Problem statement ::
Your job is to return every line in the data holding the string "global".

===

PR #104, opened 2026-05-13
feat(input-lock): Shift+Alt+L / Shift+Alt+U global input lock

### LINKED ISSUE #77: feat: input lock via Shift+Alt+L (Shift+Alt+U to unlock)
## Summary

Add a global input lock that prevents any keyboard or touch input from reaching the UI until the user explicitly unlocks the device. Useful for putting the T-Deck in a pocket / bag without it eating keypresses or stray touches.

## Behavior

- **Lock chord:** `Shift + Alt + L` -- toggles the device into "input locked" mode from anywhere in the UI.
- **Unlock chord:** `Shift + Alt + U` -- exits input locked mode.
- While locked:
  - All keyboard input is swallowed *except* the unlock chord.
  - All touch input is swallowed (no taps, no drags reach screens or widgets).
  - The trackball is also swallowed.
  - A persistent on-screen hint is shown (e.g. an overlay/banner reading `Locked -- Shift+Alt+U to unlock`) so the user isn't left wondering why nothing responds.
  - Background services keep running (mesh, GPS, notifications, etc.) -- this is purely an *input* lock, not a sleep/standby mode.
- Lock state should *not* persist across reboots (avoid bricking yourself with a stuck lock if the chord path regresses). On boot, always start unlocked.

## Implementation notes

- **`CLAUDE.md` correction needed:** the "Keyboard layout (T-Deck Plus)" section currently claims there is no dedicated Shift key and that Shift is synthesized via the `sym` layer. That's wrong -- the T-Deck Plus keyboard has **two physical Shift keys**. While implementing this feature, please update `CLAUDE.md` to reflect the actual layout so future shortcut design isn't routed around a key that does exist.
- The lock should likely live as a top-level filter in `lua/ezui/init.lua` (or wherever the input dispatch loop sits) so it intercepts both `key/down` and touch events before any screen sees them.
- Touch swallowing needs to also prevent the touch driver in `lua/ezui/touch_input.lua` from forwarding events while locked.
- Hint overlay should use the existing transient/overlay primitives (`lua/ezui/transient.lua` or similar) so it draws on top of every screen including modals.
- Consider posting a `bus` event when lock state changes, so any service that wants to react (e.g. dim the backlight further, suppress sounds) can subscribe.

## Acceptance

- [ ] `Shift+Alt+L` from any screen enters lock mode and shows the hint.
- [ ] In lock mode, no keypress (other than the unlock chord) and no touch reaches any screen / widget.
- [ ] `Shift+Alt+U` exits lock mode and removes the hint.
- [ ] Mesh, GPS, and other background services continue normally while locked.
- [ ] Boot always starts unlocked.
- [ ] `CLAUDE.md`'s keyboard-layout section is corrected to acknowledge the two physical Shift keys.

xtr-bas:
Closes #77.

## Summary
- New `services/input_lock` module holds the lock state in memory, posts `input_lock/changed` on the bus, and resets to unlocked on every boot (matches the issue's "don't brick yourself with a stuck lock" requirement).
- `screen.handle_input` recognises **Shift+Alt+L** / **Shift+Alt+U** before everything else and, while locked, swallows every other keypress. The unlock chord still wakes the screensaver, so a single chord both wakes and unlocks.
- `touch_input.on_down` / `on_move` / `on_up` early-return when locked — taps, drag-to-scroll, and mouse-mode cursor moves are all dead in lock mode.
- A bottom-pinned banner ("Locked -- Shift+Alt+U to unlock") is drawn on top of every screen, including screensaver and mouse cursor, so the user always knows how to recover.
- Background services (mesh, GPS, notifications) keep running -- this is purely an input-layer gate.

## CLAUDE.md correction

===

Task response ::
feat(input-lock): Shift+Alt+L / Shift+Alt+U global input lock
Add a global input lock that prevents any keyboard or touch input from reaching the UI until the user explicitly unlocks the device. Useful for putting the T-Deck in a pocket / bag without it eating keypresses or stray touches.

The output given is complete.